[Entries taken from a collection]
- Opening Delimiter -

Issue #342, opened 2021-07-27
Format and display Next Steps with nested bullets


rocketnova:
### Description

This ticket is split from #252

### Acceptance Criteria

- [ ] Business logic correctly provides the nested bullet content to the FE components

Issue #341, opened 2021-07-27
Format and display appointment date and time for Scenario 2


rocketnova:
### Description

This ticket splits out from #252.

### Acceptance Criteria

- [ ] Format and display the appointment date and time in Scenario 2
- [ ] The date should be displayed in the proper locale

Issue #329, opened 2021-07-20
Integrate Final Content into the Claim Tracker Application


lomky:
### Description

As we are finalizing the content for the initial release, work with Content to get the final strings into the application

### Acceptance Criteria

- [ ] Final English strings are in the application
  - [ ] Common strings
  - [ ] scenario specific strings
- [ ] Translated strings are in the application

kalvinwang:
@rocketnova oops didn't see you just self-assigned it! anyway i think i'm updating it accurately

PR #343, opened 2021-07-27
Implement pending determination scenario logic

### LINKED ISSUE #252: Implement pending determination phases
### Description

This ticket splits out the conditional logic for the pending determination phases from #242 and should display the correct content for a given claimant, and add the content (untranslated).

### Acceptance Criteria

- [ ] Conditional logic for pending determination phases implemented

rocketnova:
## Ticket

Resolves #252 

## Changes

- Add business logic for Scenarios 1–3, including:
  - Identifying whether the Determination Status is pending
  - Comparing dates and times between `pendingDetermination` objects
  - Handling multiple `pendingDetermination` objects
- Add [`date-fns-tz`](https://github.com/marnusw/date-fns-tz) as a dependency to handle time zones
- Add date parsing and formatting utility (moved out of `getClaimDetails.tsx`)
- Add time slot utility
- Add support for Claim Status summary to have multiple paragraphs
- Add latest English language scenario content
- Update `apiGatewayStub` to support Scenarios 1–3
- Add [`mockdate`](https://github.com/boblauer/MockDate) package for more robust mocking of `Date.now()`

## Context

This PR adds a lot of functionality to support the 3 pending determination/determination interview scenarios. The logic is bit complicated, so I'm happy to walk you through it. The highlights are:

- If there are multiple `pendingDetermination` objects, Scenario 2 takes priority, then Scenario 3, then Scenario 1.
- If there are multiple objects that fit Scenario 2, show the one that has the soonest appointment.
- It's possible for there to be invalid `pendingDetermination` objects, in which case, fall through to the logic for Scenarios 4–6.

The content turned out to actually be of a slightly different format from the Generic Pending and Base State scenarios, so I've split out 2 additional tickets:
- #341 
- #342 

## Testing

`yarn test`

PLUS

While #299 is not resolved, comment out the following lines, then run `yarn storybook`, and verify that the links the 3 pending determination scenarios display the latest content (with the exceptions of the upcoming appointment date and the nested bullets): https://github.com/cagov/ui-claim-tracker/blob/32990f892c6b84017c30af5d273fdd94410649e7/pages/index.tsx#L95-L98

### DIFF
--- a/components/ClaimStatus.tsx
+++ b/components/ClaimStatus.tsx
@@ -27,12 +27,16 @@ export const ClaimStatus: React.FC<ClaimStatusProps> = ({
         <TextLine loading={loading} header text={t(heading)} />
       </div>
       <div className="summary">
-        <TransLine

- Closing Delimiter -

EXERCISE BRIEF:
Word for word, restate the entries from the first line to the line that has "handle time zones", both included, and nothing else.

RESULT OF THE TASK:
Issue #342, opened 2021-07-27
Format and display Next Steps with nested bullets


rocketnova:
### Description

This ticket is split from #252

### Acceptance Criteria

- [ ] Business logic correctly provides the nested bullet content to the FE components

Issue #341, opened 2021-07-27
Format and display appointment date and time for Scenario 2


rocketnova:
### Description

This ticket splits out from #252.

### Acceptance Criteria

- [ ] Format and display the appointment date and time in Scenario 2
- [ ] The date should be displayed in the proper locale

Issue #329, opened 2021-07-20
Integrate Final Content into the Claim Tracker Application


lomky:
### Description

As we are finalizing the content for the initial release, work with Content to get the final strings into the application

### Acceptance Criteria

- [ ] Final English strings are in the application
  - [ ] Common strings
  - [ ] scenario specific strings
- [ ] Translated strings are in the application

kalvinwang:
@rocketnova oops didn't see you just self-assigned it! anyway i think i'm updating it accurately

PR #343, opened 2021-07-27
Implement pending determination scenario logic

### LINKED ISSUE #252: Implement pending determination phases
### Description

This ticket splits out the conditional logic for the pending determination phases from #242 and should display the correct content for a given claimant, and add the content (untranslated).

### Acceptance Criteria

- [ ] Conditional logic for pending determination phases implemented

rocketnova:
## Ticket

Resolves #252 

## Changes

- Add business logic for Scenarios 1–3, including:
  - Identifying whether the Determination Status is pending
  - Comparing dates and times between `pendingDetermination` objects
  - Handling multiple `pendingDetermination` objects
- Add [`date-fns-tz`](https://github.com/marnusw/date-fns-tz) as a dependency to handle time zones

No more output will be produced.